Where do we stand on benchmarking the D-Wave 2? - ashutoshs11
https://plus.google.com/+QuantumAILab/posts/DymNo8DzAYi
======
foobarqux
From Scott Aaronson:

> If one considers only the ~10% of instances on which the D-Wave machine does
> best, then the machine does do slightly better on those instances than
> simulated annealing does. (Conversely, simulated annealing does better than
> the D-Wave machine on the ~75% of instances on which it does best.)
> Unfortunately, no one seems to know how to characterize the instances on
> which the D-Wave machine will do best: one just has to try it and see what
> happens!
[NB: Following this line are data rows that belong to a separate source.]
PR #105, opened 2019-10-31
Rollup build (Version 3.0.0)

### LINKED ISSUE #57: Consider removing polyfills

### LINKED ISSUE #59: Output tree-shakeable module

MarcMcIntosh:
### Continuation of https://github.com/prismicio/prismic-javascript/pull/60

# Background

And of course, it’s extremely rare that two heuristic algorithms
> will succeed or fail on exactly the same set of instances: it’s much more
> likely that their performances will be correlated, but imperfectly. So it’s
> unclear, at least to me, whether this finding represents anything other than
> the “noise” that would inevitably occur even if one classical algorithm were
> pitted against another one.

He continues:

> However, I neglected to mention that even the slight “speedup” on ~10% of
> instances, only appears when one looks at the “quantiles of ratio”: in other
> words, when one plots the probability distribution of [Simulated annealing
> time / D-Wave time] over all instances, and then looks at (say) the ~10% of
> the distribution that’s best for the D-Wave machine. The slight speedup
> disappears when one looks at the “ratio of quantiles”: that is, when one
> (say) divides the amount of time that simulated annealing needs to solve its
> best 10% of instances, by the amount of time that the D-Wave machine needs
> to solve its best 10%. And Rønnow et al. give arguments in their paper that
> ratio of quantiles is probably the more relevant performance comparison than
> quantiles of ratio. (Incidentally, the slight speedup on a few instances
> also only appears for certain values of the parameter r, which controls how
> many possible settings there are for each coupling. Apparently it appears
> for r=1, but disappears for r=3 and r=7—thereby heightening one’s suspicion
> that we’re dealing with an artifact of the minimum annealing time or
> something like that, rather than a genuine speedup.)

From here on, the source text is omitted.